Provided material:
= = = = = = =

PR #296, opened 2022-09-26
Fix upload ID when using S3 store with Digital Ocean Spaces

manelio:
Digital Ocean Spaces (S3 compatible object storage) sends the upload id information in metadata as `upload-id` instead `upload_id`, so the `_getMetadata` method of `S3Store` returns an empty upload id.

= = = = = = =

Work order:
Every line of the listing that holds "Spaces" counts once. Say how many such lines there are, using only a number.

Exercise output:
2